__WORK REQUIRED__:
Using the records below, repeat exactly the lines from the one holding "the same time." through the one holding "PR #1416, opened 2020-06-01", both ends included, and no others.
Segment Start: DATA
PR #1414, opened 2020-05-31
Map ZOMBIE_TYPE

Earthcomputer:
I've been matching backwards; I matched back to 1.10 now and discovered what this field is from.

### DIFF
--- a/mappings/net/minecraft/entity/mob/ZombieEntity.mapping
+++ b/mappings/net/minecraft/entity/mob/ZombieEntity.mapping
@@ -4,7 +4,7 @@ CLASS net/minecraft/class_1642 net/minecraft/entity/mob/ZombieEntity
 	FIELD field_7425 CONVERTING_IN_WATER Lnet/minecraft/class_2940;
 	FIELD field_7426 inWaterTime I
 	FIELD field_7427 ZOMBIE_TYPE Lnet/minecraft/class_2940;
-		COMMENT Unused tracked data, left over from 1.10 when zombies, zombie villagers and husks were all the same entity type.
+		COMMENT Unused tracked data, left over from 1.10 when zombies, zombie villagers and husks were all the same type of entity.
 	FIELD field_7429 BABY_SPEED_ID Ljava/util/UUID;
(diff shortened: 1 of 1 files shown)


mappings/net/minecraft/entity/mob/ZombieEntity.mapping
```diff
@@ -3,6 +3,8 @@ CLASS net/minecraft/class_1642 net/minecraft/entity/mob/ZombieEntity
 	FIELD field_7424 ticksUntilWaterConversion I
 	FIELD field_7425 CONVERTING_IN_WATER Lnet/minecraft/class_2940;
 	FIELD field_7426 inWaterTime I
+	FIELD field_7427 ZOMBIE_TYPE Lnet/minecraft/class_2940;
+		COMMENT Unused tracked data, left over from 1.10 when zombies, zombie villagers and husks were all the same entity type.
```
i509VCB: Did they share the same entity type or were the all of them a `ZombieEntity` just with a flag

Earthcomputer: `EntityType` didn't exist back then in the code, there was only `Class<? extends Entity>`. They were all the same class with just this flag.

i509VCB: I'd probably say they were the same entity then in the comment

Earthcomputer: "same entity" would imply to me that they are the same entity instance

haykam821: Maybe "same type of entity"? That'd work around "entity type" being taken while still meaning the same time.

Juuxel (approved):

YanisBft (approved):

liach (approved):

i509VCB (approved):

haykam821 (approved):

modmuss50 (approved):
Great detective work.

PR #1416, opened 2020-06-01
Finish mapping campfires

haykam821:


mappings/net/minecraft/client/particle/CampfireSmokeParticle.mapping
```diff
@@ -7,6 +7,7 @@ CLASS net/minecraft/class_3937 net/minecraft/client/particle/CampfireSmokePartic
 		ARG 8 velocityX
 		ARG 10 velocityY
 		ARG 12 velocityZ
+		ARG 14 lastsLonger
```
Ueaj-Kerman: maybe "persistent" or somethng?

Ueaj-Kerman (approved):

mappings/net/minecraft/client/particle/CampfireSmokeParticle.mapping
hnOsmium0001: Persistent sounds like it would have something to do with IO to me
```suggestion
		ARG 14 extendedLifetime
```

liach:
```suggestion
		ARG 14 signalFire
```
Since the block state toggle flag is called `signal_fire`? Though this name is already good enough

liach (approved):

Juuxel (approved):

modmuss50 (approved):

PR #1431, opened 2020-06-05
String renderable (or visitable?)

liach:


Juuxel (changes requested):
I feel like `StringVisitable` is too abstract of a name. It takes the place of `Text` in text rendering methods, and it could possibly have a name related to that.

One idea I had was to map the new class as `Text` and rename `Text` to something else, but that feels wrong since most of the `Text` methods are still in `Text`.

Another option would be to call something like a `StyledString`, since it seems to be a string with a style and methods for working with that.

i509VCB:
`StylizedString` probably is a bit more grammatically correct over `StyledString`

liach:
Segment End: DATA
__TASK RESPONSE__:
haykam821: Maybe "same type of entity"? That'd work around "entity type" being taken while still meaning the same time.

Juuxel (approved):

YanisBft (approved):

liach (approved):

i509VCB (approved):

haykam821 (approved):

modmuss50 (approved):
Great detective work.

PR #1416, opened 2020-06-01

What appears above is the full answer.